Five police officers with the city of Arlington’s Police Department were promoted at the Dec. 1 City Council meeting. From left, Kay Schander, Mike Keating, Mark Pennington, Jon Ventura and Dan Cone. - SARAH ARNEY The Arlington Times
Five police officers with the city of Arlington’s Police Department were promoted at the Dec. 1 City Council meeting. From left, Kay Schander, Mike Keating, Mark Pennington, Jon Ventura and Dan Cone.
— image credit: SARAH ARNEY The Arlington Times

ARLINGTON — The City Council Chambers were filled excitement Dec. 1 when five city police officers got promoted to sergeant. The police officers’ families filled the room and each wife enjoyed the honor of pinning on their husband’s new badges after they were sworn in by acting police chief Terry Quintrall.

Dan Cone’s wife and three kids were present as were Mark Pennington’s wife and five kids, Kay Schander’s wife and two kids, and Jon Ventura’s new wife.

Jon Ventura explained to a curious audience the reason he changed his name recently; he gave up his adopted name when he got married, he said.

The elder on staff, Sergeant Ed Erlandson proudly introduced the five police officers and their vast range of experience. Cone, Pennington and Ventura all have nine years experience with the Arlington police force; Schander has 10 years under his belt and Mike Keating has been with APD for 21 years, Erlandson said.

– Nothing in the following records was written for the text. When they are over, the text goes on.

Issue #6454, opened 2023-06-07
[Workflow] Activity execution gets stuck when parent workflow is terminated


cgillum:
## In what area(s)?

> /area runtime

## What version of Dapr?

> 1.11

## Description

As part of investigating https://github.com/dapr/dapr/issues/6435, an issue was discovered where an activity execution is orphaned with the following warning message logged repeatedly:

```
WARN[1598] TestWorkflow_a7f10a37-54ec-43ae-89c2-60630765e7da::1::2: 'run-activity' is still running - will keep waiting until XXX scope=dapr.runtime.wfengine type=log ver=edge
```

The issue seems to occur after the following error is observed in the SDK:

```
== APP == fail: Microsoft.DurableTask[20]
== APP ==       Unexpected error in handling of instance ID 'TestWorkflow_a7f10a37-54ec-43ae-89c2-60630765e7da'.
== APP ==       Grpc.Core.RpcException: Status(StatusCode="Unknown", Detail="unknown instance ID/task ID combo: TestWorkflow_a7f10a37-54ec-43ae-89c2-60630765e7da/1")
== APP ==          at Microsoft.DurableTask.Worker.Grpc.GrpcDurableTaskWorker.Processor.OnRunActivityAsync(ActivityRequest request)
== APP ==          at Microsoft.DurableTask.Worker.Grpc.GrpcDurableTaskWorker.Processor.<>c__DisplayClass12_0.<<RunBackgroundTask>b__0>d.MoveNext()
```

The problem is that the `durabletask-go` engine doesn't work with concurrent, duplicate activity executions. As a result, the Dapr Workflow activity actor is never notified that the duplicate activity invocations complete. This results in the repeated warning.

## Impact

This should recover automatically after an hour because Dapr Workflow stops waiting for activity completion after 1 hour. During this time, the above warning will be repeated. There may also be a memory impact during this hour since the activity actor will remain active during this time.

## Expected Behavior

Results for duplicate activity executions should be discarded with a single warning clearly indicating that an execution was abandoned.

## Actual Behavior

Duplicate/abandoned activity executions are not detected and are not correctly handled, resulting in repeated warnings.

## Steps to Reproduce the Problem

1. Start a workflow that starts an activity that delays for 30 seconds
2. Terminate the workflow after waiting for about 10 seconds
3. Start a new instance of the workflow using the same ID

## Release Note

RELEASE NOTE: **FIX** Repeated warnings about abandoned workflow activities executions not completing

PR #6786, opened 2023-08-08
Add Pending Activity check

DeepanshuA:
# Description

This PR addresses issue occurring while re-scheduling a workflow with same instance id, while previous run was terminated but still an activity left un-finished.

I have tried to enlist the detailed description of issue and thought process behind fix in following comment: https://github.com/dapr/dapr/issues/6454#issuecomment-1670041771

Another workflow with same instance Id is allowed to Run.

They all have similar but different experiences, working as patrol officers as well as other specialties, like Cone, who also was a collision investigator, Keating served as firearms range master and field training officer, as well as being a pastoral minister and Pennington, who along with patrol, also served in field training. Schander has served on the alert team, the defensive task force and has agreed to stay on working with registered sex offenders, Erlandson said.

Erlandson gave the new sergeants a word of advice: “Be fantastic listeners and strive for excellence,” he said. “Be humble, remember the team and apologize if you wrong someone.”

He noted the trait of humility was common among all the candidates already.

Erlandson told the council that the process for these promotions was long and extensive. Erlandson was at the podium again the next night, as a candidate for police chief, one of six finalists in the selection process.